:: Requirement ::
Beginning with the first line, please repeat the entries exactly and end on the line that contains "fails during bootstrap".

:: Record excerpts ::
::::::::::
PR #1120, opened 2026-08-25
FIX: install PostgreSQL 15 server in postgres.15 template

Ethsim12:
`postgres.15.template.yml` currently assumes that the PostgreSQL 15 server
packages are installed by the base image.

Since the base image moved to PostgreSQL 18, selecting
`templates/postgres.15.template.yml` to postpone the PostgreSQL 18 upgrade
fails during bootstrap with:

    Errno::ENOENT: No such file or directory @ rb_sysopen -
    /etc/postgresql/15/main/postgresql.conf

Install the PostgreSQL 15 server packages in the PostgreSQL 15 template,
after removing the PostgreSQL 18 server packages.

This restores the intended PostgreSQL 15 holdback path.

### DIFF
--- a/templates/postgres.15.template.yml
+++ b/templates/postgres.15.template.yml
@@ -23,8 +23,9 @@ hooks:
 
 run:
   - exec: DEBIAN_FRONTEND=noninteractive apt-get purge -y postgresql-18 postgresql-contrib-18 postgresql-18-pgvector
-
+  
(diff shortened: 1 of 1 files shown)


Ethsim12:
One question: should this also purge `postgresql-client-18` and explicitly install `postgresql-client-15`, to match the approach in `postgres.13.template.yml`?

The current base already includes the PG15 client, so I’ve left the PR minimal for now, but I’m happy to align it with the older holdback template if that’s preferred.

lightbulbjim (approved):

PR #1124, opened 2026-09-01
update discourse/discourse builds

featheredtoast:
Remove docker manager plugin - this image is intended to only be updated via the command line.

Update to check if build passes at PR time

Build slim images for `discourse/discourse` - reduces size of image by ~50%


.github/workflows/build-web-only.yml
ducks, line 57: do we need to add `VERSION` to the env here as well?

ZogStriP (approved):

.github/workflows/build-web-only.yml
featheredtoast: oh, yes indeed 👍

ducks (approved):

PR #1254, opened 2024-04-01
refactor: separate commands into modules

zmitchell:
## Proposed Changes

This makes no (intentional) behavioral changes. The changes are:
- Separate the commands that were previously in `commands/environment.rs` into separate modules.
- Renames `EnvironmentError2` -> `EnvironmentError`
- Renames the test files from `environment-*.bats` to `*.bats` since they are no longer under the `environment` module anymore (and we already had a mix of `environment-*` and `*` files.

3 integration tests were slightly changed in that their regular expressions _only_ allowed versions with three components e.g. `2.12.1`. Some package versions only contain two components e.g. `2.12`. This change makes the regular expression support either case.

## Release Notes

N/A


mkenigs (changes requested):
Can you explain the change to the test in the PR description?

mkenigs (approved):

zmitchell:
I suspect that the required change to the `flox list` test is due to the order in which the integration test files are run. I changed their names, which changed the order in which the test files are run since they're run alphabetically. This points to a "path dependence" somewhere in the test suite.

PR #1262, opened 2024-04-02
chore(cli): Omit the "Version: " prefix when printing the version

### LINKED ISSUE #1256: `flox --version` should omit the "Version: " prefix from its output
**Describe the bug:**

Running `flox --version` contains a "Version: " prefix as part of its output. However, for easier consumption / version comparison, the "Version: " prefix should be omitted. Also, it's clear that a version is shown as a version was requested.

**Steps to reproduce:**

1. Run `flox --version`

Result:

`Version: 1.0.2`

Expected:

`1.0.2`

**flox Version (run `flox --version` if possible):** `Version: 1.0.2`

**`uname -a` output:** `Linux fedora.fritz.box 6.7.10-200.fc39.x86_64 #1 SMP PREEMPT_DYNAMIC Mon Mar 18 18:56:52 UTC 2024 x86_64 GNU/Linux`

sschuberth:
Make it easier for third parties to parse the version output.

Resolves #1256.

### DIFF
--- a/cli/flox/src/main.rs
+++ b/cli/flox/src/main.rs
@@ -54,7 +54,7 @@ fn main() -> ExitCode {
 
     // Quit early if `--version` is present
     if Version::check() {
-        println!("Version: {}", *FLOX_VERSION);
+        println!("{}", *FLOX_VERSION);
         return ExitCode::from(0);
     }
 
--- a/.github/CONTRIBUTORS.csv
+++ b/.github/CONTRIBUTORS.csv
@@ -18,3 +18,4 @@ yes,Cadienvan,Michael Di Prisco,<cadienvan@gmail.com>
 yes,rchatrath7,Rakesh Chatrath,<rchatrath7@gmail.com>
 yes,lpmi-13,Adam Leskis,<leskis@gmail.com>
 yes,charmitro,Charalampos Mitrodimas,<charmitro@posteo.net>
+yes,sschuberth,Sebastian Schuberth,<sschuberth@gmail.com>


mkenigs:
Thanks for the contribution! Can you add yourself to the CLA? https://github.com/flox/flox/blob/main/CONTRIBUTING.md#cla

sschuberth:
> Can you add yourself to the CLA? https://github.com/flox/flox/blob/main/CONTRIBUTING.md#cla

Done. I've also signed the commits now.

cli/flox/src/main.rs
```diff
@@ -54,7 +54,7 @@ fn main() -> ExitCode {
 
     // Quit early if `--version` is present
     if Version::check() {
-        println!("Version: {}", *FLOX_VERSION);
+        println!(*FLOX_VERSION);
```
mkenigs, line 57:
```suggestion
        println!("{}", *FLOX_VERSION);
```

mkenigs (changes requested):
One tweak to get it compiling

cli/flox/src/main.rs
sschuberth: Would `println!("{*FLOX_VERSION}");` also work for you, or is that discouraged syntax in this project?

mkenigs: We do prefer "{var}" in general, but with the `*` that doesn't seem to compile:
```
error: invalid format string: expected `'}'`, found `'*'`
  --> flox/src/main.rs:57:20
   |
57 |         println!("{*FLOX_VERSION}");
   |                   -^ expected `'}'` in format string
   |                   |
   |                   because of this opening brace
   |
   = note: if you intended to print `{`, you can escape it using `{{`
```

sschuberth: Oh, that's unexpected (and disappointing). I should have tried, obviously, but I'm so new to Rust that I do not even have a development environment installed yet 😬

mkenigs: Yeah a bit disappointing after using Python's f-strings for me

mkenigs (approved):
Thank you!

PR #1288, opened 2024-04-05
test: port tests for detecting active environment

mkenigs:
We currently have integration tests checking if we prompt for which environment to use when there's an activated environment and an environment in the current directory, and we have a test checking we use the last activated environment. The tests use expect which is flaky and slow. Add unit testing coverage instead for each test as follows.

For the tests:
- 'flox install' uses last activated environment
- 'flox install' prompts when an environment is activated and there is an environment in the current directory
- 'flox install' prompts when an environment is activated and there is an environment in the containing git repo

Add coverage by:
- Testing `last_activated`
- Factoring out `query_which_environment` from `detect_environment`. This shows that `detect_environment` and `query_which_environment` are trivial enough they don't need tests.

For the test:
- show prompts when an environment is activated and there is an environment in the current directory

Add coverage by:
- Factoring out `manifest_and_lockfile_from_detected_environment` and unit testing it
- Note: this required adding a test helper for creating a PathEnvironment, which required factoring out PathEnvironment::write_new. In the process an unnecessary copy of the template directory was removed since our template flox env directory only contains a single file.


cli/flox-rust-sdk/src/models/environment/mod.rs
```diff
@@ -532,11 +532,15 @@ pub fn global_manifest_lockfile_path(flox: &Flox) -> PathBuf {
     path
 }
 
+/// Stores a found DotFlox and whether it was found in the starting directory
+pub type FoundDotFlox = (DotFlox, bool);
```
zmitchell, line 536: I'm not sure I like this API change. Yes, it makes these couple of tests easier to write, but you know have data that, as far as I can tell, is only useful for testing purposes leaking into the normal usage of `find_dot_flox`. See `EnvironmentSelect`, `detect_environment`, etc where you now have a bunch of `(found, _)` instances.

It should still be possible to write the test without this API change, right?

cli/flox-rust-sdk/src/models/environment/path_environment.rs
```diff
@@ -384,67 +383,68 @@ impl PathEnvironment {
...
+
+        let manifest_contents =
+            Self::replace_placeholders(&template_contents, system, customization);
+
+        let mut environment =
+            Self::write_new(pointer, dot_flox_parent_path, temp_dir, &manifest_contents)?;
+
+        if let Some(ref packages) = customization.packages {
+            // Ignore the result, because we know there can't be packages already installed
+            // TODO: once we use toml_edit for replace_placeholders, we should add packages using insert_packages() in replace_placeholders and then do a build instead of calling installnser.
```
zmitchell, line 398: > installnser

cli/flox/src/commands/mod.rs
```diff
@@ -710,57 +711,68 @@ pub fn detect_environment(
...
         },
         (Some(activated_env), None) => Some(activated_env),
-        (None, Some(found)) => Some(UninitializedEnvironment::DotFlox(found)),
+        (None, Some((found, _))) => Some(UninitializedEnvironment::DotFlox(found)),
         (None, None) => None,
     };
     Ok(found)
 }
 
+/// Helper function for [detect_environment]
```
zmitchell, line 742:
```suggestion
/// Helper function for [detect_environment] which handles the user prompt to decide which environment to use for the current operation.
```

zmitchell (commented):
Begone `expect`

cli/flox/src/utils/search.rs
```diff
@@ -291,3 +299,79 @@ impl DisplaySearchResults {
...
+    use flox_rust_sdk::models::environment::path_environment::test_helpers::new_path_environment;
+    use flox_rust_sdk::models::environment::{global_manifest_lockfile_path, Environment};
+    use serial_test::serial;
+
+    use super::*;
+    use crate::commands::ConcreteEnvironment;
+
+    /// When no environment has been detected, the global lockfile is used.
+    #[test]
+    #[serial]
```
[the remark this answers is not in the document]
mkenigs: Yep

cli/flox/src/utils/search.rs
```diff
@@ -32,7 +32,15 @@ pub const DEFAULT_DESCRIPTION: &'_ str = "<no description provided>";
 /// since a freshly cloned user repo with a [ManagedEnvironment] may not have a
 /// manifest or lockfile in floxmeta unless the environment is initialized.
 pub fn manifest_and_lockfile(flox: &Flox, message: &str) -> Result<(Option<PathBuf>, PathBuf)> {
-    let (manifest_path, lockfile_path) = match detect_environment(message)? {
+    manifest_and_lockfile_from_detected_environment(flox, detect_environment(message)?)
+}
```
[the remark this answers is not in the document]
mkenigs: I'd rather not make the API more complicated

cli/flox-rust-sdk/src/models/environment/mod.rs
mkenigs: Yeah it's cleaner to just drop it, fixed

zmitchell (approved):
::::::::::
:: Exercise solution ::
PR #1120, opened 2026-08-25
FIX: install PostgreSQL 15 server in postgres.15 template

Ethsim12:
`postgres.15.template.yml` currently assumes that the PostgreSQL 15 server
packages are installed by the base image.

Since the base image moved to PostgreSQL 18, selecting
`templates/postgres.15.template.yml` to postpone the PostgreSQL 18 upgrade
fails during bootstrap with:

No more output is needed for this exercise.